What struck me the most was the empathy that the film has for the characters and their situations. It’s an empathy that the film wants the audience to have as well. I think that’s one of the main reasons the film hit me so hard, not only because the situation is relatable but because it strives to make viewers aware of what it means to be poor and black in America. He uses exposition sparingly – the warning of one father to his children about how to react during a police stop being an example (the scene had shades of the very talk I received growing up). Tillman prefers to allow images and emotions to convey the message. He avoids caricatures and cheap theatrics, something a lesser film would fall victim to. Although the cast is primarily black, there are sympathetic white characters. And not all of the characters of color are presented as good-hearted martyrs. The movie has a pallet full of grays and isn’t afraid to paint with them and by doing that, it gives the audience various scenarios to identify with. Maybe this story is your truth or maybe you’re a friend of someone who has had this be their truth. It’s depictions like this that spark healthy conversation and debate about issues that can sometimes divide us.
The cast is excellent across the board but make no mistake, this is a true star turn for Amandla Stenberg. The young actress gives an insightful and nuanced performance that is endearing, strong, heartbreaking and uplifting. She has to run a gamut of emotions and she never misses a bit. Depending on how stacked the Best Actress race is for the Oscars, I can see her securing a nomination and it would be much deserved. Providing her with top-notch support is Regina Hall and Russell Hornsby as her parents who represent both sides of a key issue. Hall’s character is true in her convictions but also knows the benefits of living outside of a lifestyle that is volatile. She represents the side of Starr that goes to Williamson Prep while Hornsby is Garden Heights through and through. Despite his rugged exterior and loyalty to his neighborhood, Hornsby shows a vulnerability in his relationship with his daughter that is a true representation that not all black fathers are deadbeats lowlifes. Seeing a positive depiction is truly refreshing.
Other supporting roles are adequately filled by Common, playing Starr’s uncle and a cop who provides a sincere and sympathetic police point-of-view of the situation in which Starr finds herself and K.J. Apa, who is a long way from Riverdale, sharing an honest chemistry with Stenberg that represents the understanding that some of your white friends can have about this plight even if they can’t directly identify with it.
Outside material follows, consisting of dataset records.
PR #213, opened 2015-10-05
Erlang 18 compatibility

TBK145:
Changed erlang:now() (deprecated in Erlang 18) to os:timestamp.
This way it should be compatible with Erlang 18 as well as older versions.
(Old PR: https://github.com/gleber/erlcloud/pull/212)


ransomr:
Thanks for the fix

PR #214, opened 2015-10-05
Travis

motobob:
Introduce use of Travis into the project alike it was done in our fork.

to make it working @ransomr need to register & allow access For Travis to gleber/erlcloud. Please follow http://docs.travis-ci.com/user/getting-started/.

Goal:
this will make auto running `make eunit` upon every PR against two Erlang versions.

Issue #209, opened 2015-09-22
Merging alertlogic fork into upstream


motobob:
Hello @ransomr  
I would really like fix the past problem of our fork being significantly diverged from the upstream while having quite a lot of good features needed in the upstream either.
I'm talking about submitting a PR from: https://github.com/gleber/erlcloud/compare/master...alertlogic:master.
Would you be okay reviewing such a big PR? I'm not sure how to split it into just several ones while keeping the feature set not broken,

As you may notice it has a major differences as here is a brief overview:
- Full support for SigV4 across all modules. According to AWS, all services support SigV4 in all regions and only a few still have SigV2 therefore SigV2 funs were not removed if smb still needs them 
- S3 follow redirect option was added
- KMS update, basically reworked #182
- DirectConnect described APIs added
- RDS APIs added 
- Route53 added
- Enabling travis CI builds for PRs. To enable it for you, permission should be set correctly
- `erlcloud_autoscalling` added along with some edits `erlcloud_as` to have backward compatibility
- Large number of maintenance defect fixes here and there
- enhancements to  DDB2, EC2 (adding all the gateways)  and Kinesis
- enriching ELB APIs
- adding more testing

smilerlee:
@motobob Wow! What a big PR!

How about...
* create a new branch from `gleber/master` (let's call it `A`), and...
* reproduce features one by one on this newly created branch `A` (this can be archived by checkout `master`, reset to `A` with `--mixed`, then commit hunks by hunks), and...
* revert unnecessary changes on your local `master`...
* finally branch `A` and your local `master` will become identical
* push `master` to `alertlogic/master`, push `A` to upstream
* after merging `A`, you'll be able to merge upstream changes I suppose.

Maybe you can make some tests.

ransomr:
Wow - took a quick look and there's a ton of good stuff there. I'd love to get this merged, so while I'd much prefer smaller PRs going forward, I'm willing to take this as one large PR. Please open it from a branch that isn't going to change while I'm reviewing it though - might take me a while to get through it all.

motobob:
@ransomr @smilerlee thank you for feedback.
Let me do the following:
- i'll pin our master to some branch and open the "master" PR to keep track of it.
- i'll open several small PRs for auxiliary things and where completely new module was added. That will minimize the delta of the "master PR". I doubt i'll be able two major features Sigv4 and S3 redirect, but at least that will simplify reviewing. 

hope that works with you

[...]

PR #215, opened 2015-10-05
[Do not merge] - for review purposes. Bringing Alertlogic 1.0.5 into upstream

motobob:
@ransomr as agreed in #209 here is the locked `master` PR to bring our features into upstream.

I would really like fix the past problem of our fork being significantly diverged from the upstream while having quite a lot of good features needed in the upstream either.

As you may notice it has a major differences as here is a brief overview:
- Full support for SigV4 across all modules. According to AWS, all services support SigV4 in all regions and only a few still have SigV2 therefore SigV2 funs were not removed if smb still needs them
- S3 follow redirect option was added
- KMS update, basically reworked #182
- DirectConnect described APIs added
- RDS APIs added
- Route53 added
- Enabling travis CI builds for PRs. To enable it for you, permission should be set correctly
- erlcloud_autoscalling added along with some edits erlcloud_as to have backward compatibility
- Large number of maintenance defect fixes here and there
- enhancements to DDB2, EC2 (adding all the gateways) and Kinesis
- enriching ELB APIs
- adding more testing

me, @alexturkin and @lilrooness will work on splitting this is several small one like #214 to help reduce the delta within this PR doing it module by module. I think over the course of next two week we will nail it down.

This is not to be merged as is therefore is marked **[Do not merge]**  unless you're really comfortable bringing such a huge delta at once.


smilerlee:
@motobob I think you misread my comment. What I meant was keeping the binary format is enough.

Showing you my unfinished work was for revealing the complexity; and I won't make any further changes or PRs for now.

I'll make some use cases analyses later.

motobob:
@smilerlee oh...sorry, this makes sense now. I'll submit and enhancement request to our fork to address your proposal.

motobob:
this is not going to happen this way. 
AL fork is still going to be merged into upstream (via FF) but is to be communicated well to the rest of `erlcloud` community as major version bump. 
stay tuned for a Readme roadmap update.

I feel like the issue of race could possibly keep moviegoers away from experiencing the true power of this film. The mere mention of the subject ignites a politically-charged firestorm and obscures the film’s strengths in a cloud of partisan rhetoric (most of which is spoken by people who haven’t seen the movie). Yes, that subject is prevalent in the film and there’s no ignoring it but The Hate U Give is really about the power of standing up for your convictions and finding your voice so that you can stand tall in the wake of a corrupt system. The ending may be wrapped up too neatly but the messages in the film and the conversations it could spark, outweigh any issues you could have with how the story unfolds. I think the relatively safe nature of its conclusion is to show that out of the ashes of tragedy there are seeds of hope and it’s that hope that ignites change. I don’t think this is a movie you should see. I think it’s a movie you NEED to see.